Stored records:
---*---
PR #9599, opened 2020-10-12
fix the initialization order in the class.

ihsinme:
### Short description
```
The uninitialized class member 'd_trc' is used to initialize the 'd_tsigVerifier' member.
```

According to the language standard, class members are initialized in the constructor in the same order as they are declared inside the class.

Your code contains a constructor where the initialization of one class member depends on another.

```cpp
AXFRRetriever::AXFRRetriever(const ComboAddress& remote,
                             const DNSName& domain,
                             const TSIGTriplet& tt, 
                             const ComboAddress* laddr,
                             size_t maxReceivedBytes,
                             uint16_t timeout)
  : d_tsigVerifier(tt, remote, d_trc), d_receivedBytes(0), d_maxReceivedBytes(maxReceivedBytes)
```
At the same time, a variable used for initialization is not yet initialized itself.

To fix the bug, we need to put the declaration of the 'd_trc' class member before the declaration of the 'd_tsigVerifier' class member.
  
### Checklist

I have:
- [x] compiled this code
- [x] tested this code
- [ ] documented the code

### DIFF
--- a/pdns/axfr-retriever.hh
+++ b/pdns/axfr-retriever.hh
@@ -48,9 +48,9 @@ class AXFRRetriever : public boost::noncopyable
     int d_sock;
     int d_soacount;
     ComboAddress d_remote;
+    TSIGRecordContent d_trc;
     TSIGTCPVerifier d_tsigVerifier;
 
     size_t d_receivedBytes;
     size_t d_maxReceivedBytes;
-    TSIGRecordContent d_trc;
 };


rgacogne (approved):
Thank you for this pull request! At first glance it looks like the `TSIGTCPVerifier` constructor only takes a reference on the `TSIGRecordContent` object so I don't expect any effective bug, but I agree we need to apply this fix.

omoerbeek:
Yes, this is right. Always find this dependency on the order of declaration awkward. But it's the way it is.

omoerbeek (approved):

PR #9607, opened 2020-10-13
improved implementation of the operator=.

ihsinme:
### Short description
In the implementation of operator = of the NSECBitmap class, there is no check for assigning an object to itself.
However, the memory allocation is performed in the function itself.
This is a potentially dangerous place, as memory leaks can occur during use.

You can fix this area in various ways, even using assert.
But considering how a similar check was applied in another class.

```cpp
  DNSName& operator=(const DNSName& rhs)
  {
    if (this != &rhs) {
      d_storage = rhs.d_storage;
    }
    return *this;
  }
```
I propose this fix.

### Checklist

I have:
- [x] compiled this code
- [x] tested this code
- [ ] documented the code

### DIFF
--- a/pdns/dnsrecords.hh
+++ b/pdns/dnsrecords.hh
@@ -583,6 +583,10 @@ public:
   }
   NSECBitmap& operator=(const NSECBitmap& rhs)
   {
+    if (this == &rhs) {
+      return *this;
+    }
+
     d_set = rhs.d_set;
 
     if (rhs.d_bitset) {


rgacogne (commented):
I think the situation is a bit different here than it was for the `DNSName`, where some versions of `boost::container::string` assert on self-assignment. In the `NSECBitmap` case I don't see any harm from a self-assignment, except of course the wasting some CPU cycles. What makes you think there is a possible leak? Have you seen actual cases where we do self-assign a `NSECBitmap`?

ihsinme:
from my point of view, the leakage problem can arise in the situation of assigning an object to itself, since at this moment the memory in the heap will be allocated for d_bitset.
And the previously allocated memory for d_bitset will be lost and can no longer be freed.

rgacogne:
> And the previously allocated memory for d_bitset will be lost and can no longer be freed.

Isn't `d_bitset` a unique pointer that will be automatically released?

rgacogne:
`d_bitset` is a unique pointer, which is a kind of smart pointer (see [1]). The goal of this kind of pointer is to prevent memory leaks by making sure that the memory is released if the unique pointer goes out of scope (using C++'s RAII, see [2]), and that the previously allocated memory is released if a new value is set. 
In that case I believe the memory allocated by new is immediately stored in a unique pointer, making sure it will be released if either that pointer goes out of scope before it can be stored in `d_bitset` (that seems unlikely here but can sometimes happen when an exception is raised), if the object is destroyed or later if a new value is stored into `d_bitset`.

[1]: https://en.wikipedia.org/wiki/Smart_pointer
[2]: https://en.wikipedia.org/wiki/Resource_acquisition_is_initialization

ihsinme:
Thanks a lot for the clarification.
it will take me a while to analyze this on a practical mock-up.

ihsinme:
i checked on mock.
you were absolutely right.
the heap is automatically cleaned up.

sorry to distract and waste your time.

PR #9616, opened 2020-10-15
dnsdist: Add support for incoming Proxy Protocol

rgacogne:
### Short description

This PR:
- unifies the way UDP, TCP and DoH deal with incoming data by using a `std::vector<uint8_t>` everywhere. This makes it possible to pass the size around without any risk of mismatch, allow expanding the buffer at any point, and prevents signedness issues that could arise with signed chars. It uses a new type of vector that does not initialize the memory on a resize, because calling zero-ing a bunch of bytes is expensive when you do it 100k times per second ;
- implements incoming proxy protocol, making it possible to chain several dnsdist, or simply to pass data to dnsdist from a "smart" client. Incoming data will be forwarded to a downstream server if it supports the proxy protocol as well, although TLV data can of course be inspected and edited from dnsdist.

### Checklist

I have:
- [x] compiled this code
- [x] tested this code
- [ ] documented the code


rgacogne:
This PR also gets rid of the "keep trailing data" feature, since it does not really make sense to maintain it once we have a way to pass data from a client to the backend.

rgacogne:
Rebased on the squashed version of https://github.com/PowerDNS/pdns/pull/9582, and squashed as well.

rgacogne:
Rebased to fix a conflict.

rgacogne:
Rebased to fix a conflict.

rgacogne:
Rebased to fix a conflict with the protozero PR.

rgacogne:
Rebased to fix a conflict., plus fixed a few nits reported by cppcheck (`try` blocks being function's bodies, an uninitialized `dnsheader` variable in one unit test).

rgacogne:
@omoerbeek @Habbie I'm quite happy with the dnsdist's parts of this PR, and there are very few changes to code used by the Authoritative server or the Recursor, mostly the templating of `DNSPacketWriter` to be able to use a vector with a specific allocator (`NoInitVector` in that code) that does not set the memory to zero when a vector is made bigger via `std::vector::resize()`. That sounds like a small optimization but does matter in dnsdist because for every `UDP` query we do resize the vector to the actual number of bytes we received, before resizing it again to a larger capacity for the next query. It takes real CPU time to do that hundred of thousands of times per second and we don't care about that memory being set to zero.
---*---
Your objective. Given the data above, transcribe exactly the lines from the one containing "it will take" down to the one containing "PR #9616, opened 2020-10-15", and no others.

Task response.
it will take me a while to analyze this on a practical mock-up.

ihsinme:
i checked on mock.
you were absolutely right.
the heap is automatically cleaned up.

sorry to distract and waste your time.

PR #9616, opened 2020-10-15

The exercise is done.